Several weeks later, after tussling with senior management over the terms of his investment in a nascent Web site called Space.com, Mr. Dobbs quit CNN-and his $1 million salary-for an Internet start-up about rockets and asteroids.
“It was no longer fun for me to fight with management. When it was no longer fun, I decided to leave,” Mr. Dobbs said, looking up at a model of the space shuttle perched on his desk. “I’ve always believed if one has a disagreement with management, one has an obligation to come to terms with it or walk away from it. I chose to walk away.”
But Mr. Dobbs returned to CNN in 2001, and he hasn’t lost his taste for stirring up trouble. Following Sept. 11, he called the war on terrorism a war on radical Islamists. In 2002, during the Enron conflagration, he opposed the indictment of the accounting firm Arthur Andersen, even after it was revealed that Andersen was an auditor of his Internet company, Space Holdings Inc. And in his new book, when Mr. Dobbs lists the hundreds of companies that have sent American jobs to other countries, Time Warner, CNN’s parent company, is squarely on the list.
“Time Warner was one of the first we put on,” he said. “First the producers said, ‘Are you sure you want to do this?’ And I said, ‘Absolutely.’ Because AOL outsources jobs, call centers-that sort of thing.”
CNN executives remain outwardly supportive of Mr. Dobbs’ vocal opposition to outsourcing.
All this comes at a time of transition for the program. Last month, executive producer Bill Dorman left CNN to head Bloomberg’s Asia operations, and the network has yet to fill his position.
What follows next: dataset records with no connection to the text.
Issue #160, opened 2020-04-01
Add support for Astral Tabletop


ThatOhio:
I've been using Astral Tabletop lately and would love to use this for that game. I will likely switch back to roll20 because of how useful this extension is but would love to use Astral.

https://astraltabletop.com/

I have a good amount of experience with C# and .Net, and a bit of front end experience. I saw your explanation in the card for Foundry, I don't have a ton of time at the moment to attempt the PR, but if I get some time before you can get to it, I will try.

kakaroto:
Moving this to the 2.2 milestone, considering PR #484 has been reviewed and is looking pretty good so far.

kakaroto:
Closing as #484 was merged!

PR #484, opened 2020-08-09
Basic Astral TableTop support

adriangaro:
Hey,

Recently I and some of my friends moved from roll20 to astral vtt, which sadly didn't have support in beyond20. As such, I thought that I may try to implement the support myself. 

Astral seems to be implemented in React which caused it to be almost impossible to interact/interfere with the UI or its logic; luckily most of the chat commands are post requests to their API and all the needed credentials to authenticate to it, were easily extracted from the window object, localStorage, and Indexeddb. 

At the moment, I have tried to implement all rolls with the exception of rendered rolls and combat updates. HP updates are also implemented with the caveat that tempHp is added to maxHp and currentHp as there is no way to display otherwise on the tokens. Considering the templates/actions in Astral can't check for crits, as such, it adds delayed rolls for the crits, and in the case of HOMEBREW_DOUBLE, the delayed rolls are not displayed at all; and the modifier on the damage rolls isn't added to the roll so the player/dm can't easily double the damage die.

There are also some improvements that I added to the description parsing since I have observed some patterns in them which could be used to recreate the tables, bolded sections in the description, and bullet lists. I don't know id they can be ported to the roll20 implementation as I am not very knowledgable with their templates.

If there are changes/requests required for this implementation in the future, I am glad to provide help if I can.


src/avtt/content-script.js
```diff
@@ -0,0 +1,580 @@
...
+`;
+    })
+}
+
+function formatNotesInDescription(description) {
+    return description.replace(/Notes: [^\n]*/g, (match) => `_${match}_`);
+}
+
+function formatBoldedSectionInDescription(description) {
+    return description.replace(/([^\n\.])*\.\&nbsp\;/g, match => `\n**${match}**`)
```
kakaroto, line 135: If I remember correctly, `&nbsp;` have been replaced by a space in the descriptions in a recent version, so this wouldn't match anything I expect. Also unsure if this would work, it might match for some monster blocks, but looking for a `. ` is going to match a lot of stuff and you'll end up with all sorts of things being bolded randomly, which will annoy users.

src/avtt/content-script.js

Still, no matter what his doubters say, Mr. Dobbs’ rapid political transformation might be a return to his roots, of sorts. He grew up in rural Texas and Idaho; his father worked as a propane distributor and his mother was a bookkeeper. Throughout his childhood, Mr. Dobbs worked on farms and ranches.
“I’ve never been able to rationalize a social structure that does not honor work in any form,” he said. “I was always told to honor hard work, no matter what. That’s a value structure that has dissipated, perhaps, over time. I’m not sure what we honor now as a society, other than C.E.O.’s and senior management who make extraordinary sums of money not necessarily related to performance.
“We are desperate in this country for a countervailing power to that of corporate America politically,” he said. “If you’re not willing to protect the American middle class in the values that make the American dream possible, you’re not going to get my vote. And I don’t care what your party says.”